Adding meta-information/metadata to pandas DataFrame

Solution 1:

Sure, like most Python objects, you can attach new attributes to a pandas.DataFrame:

import pandas as pd
df = pd.DataFrame([])
df.instrument_name = 'Binky'

Note, however, that while you can attach attributes to a DataFrame, operations performed on the DataFrame (such as groupby, pivot, join or loc to name just a few) may return a new DataFrame without the metadata attached. Pandas does not yet have a robust method of propagating metadata attached to DataFrames.

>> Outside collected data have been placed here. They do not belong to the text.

PR #236, opened 2020-06-01
Improve "create new" modal behaviour

aug24:
## What does this change?

Currently, pressing enter cancels the modal.  This change improves behaviour such that pressing enter on the modal does the default (displayed button) action.

No behavioural changes other than the improved modal behaviour.

### DIFF
--- a/public/components/stub-modal/stub-modal.html
+++ b/public/components/stub-modal/stub-modal.html
@@ -114,6 +114,9 @@
     </div>
 
     <div class="modal-footer" ng-if="mode !== 'import'" ng-hide="actionInProgress || (actionSuccess && composerUrl)">
+        <button type="submit" class="btn btn-default" id="testing-do-generic-submit" ng-click="submit(stubForm)" ng-show="false">
+            Submit
+        </button>
         <div class="pull-left">
             <button type="button" class="btn btn-default pull-left" data-dismiss="modal" ng-click="delete()" ng-if="stub.id">Delete</button>
             <button type="button" class="btn btn-default" data-dismiss="modal" ng-click="cancel()">Cancel</button>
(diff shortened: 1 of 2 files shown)


public/components/stub-modal/stub-modal.html
```diff
@@ -114,25 +114,28 @@ <h4 class="modal-title">{{ modalTitle }}</h4>
...
+        <button type="submit" class="btn btn-default" id="testing-do-generic-submit" ng-click="submit(stubForm)" ng-show="false">
+            Submit
+        </button>
         <div class="pull-left">
             <button type="button" class="btn btn-default pull-left" data-dismiss="modal" ng-click="delete()" ng-if="stub.id">Delete</button>
             <button type="button" class="btn btn-default" data-dismiss="modal" ng-click="cancel()">Cancel</button>
         </div>
         <div class="pull-right">
-            <button type="submit" class="btn btn-default" id="testing-create-stub" ng-click="ok(addToComposer=false,addToAtomEditor=false)" ng-disabled="disabled || stubForm.$invalid " ng-show="stub.status === 'Stub'">
+            <button type="button" class="btn btn-default" id="testing-create-stub" ng-click="submit(stubForm)" ng-disabled="disabled || stubForm.$invalid " ng-show="stub.status === 'Stub'">
```
jonathonherbert, line 125: Minor: if only one of these buttons is displayed at the same time, could we remove the click handlers, make them type `submit`, and bind the submit function to the form with `ng-submit={submit}` once?

jonathonherbert: (looking at the code below, there's a chance this might not play nicely with `actionSuccess`)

Preserving the metadata in a file is possible. You can find an example of how to store metadata in an HDF5 file here.

Solution 2:

As of pandas 1.0, possibly earlier, there is now a Dataframe.attrs property. It is experimental, but this is probably what you'll want in the future. For example:

import pandas as pd
df = pd.DataFrame([])
df.attrs['instrument_name'] = 'Binky'

Find it in the docs here.

Trying this out with to_parquet and then from_parquet, it doesn't seem to persist, so be sure you check that out with your use case.

Solution 3:

Just ran into this issue myself. As of pandas 0.13, DataFrames have a _metadata attribute on them that does persist through functions that return new DataFrames. Also seems to survive serialization just fine (I've only tried json, but I imagine hdf is covered as well).

Solution 4:

Not really. Although you could add attributes containing metadata to the DataFrame class as @unutbu mentions, many DataFrame methods return a new DataFrame, so your meta data would be lost. If you need to manipulate your dataframe, then the best option would be to wrap your metadata and DataFrame in another class. See this discussion on GitHub: https://github.com/pydata/pandas/issues/2485

There is currently an open pull request to add a MetaDataFrame object, which would support metadata better.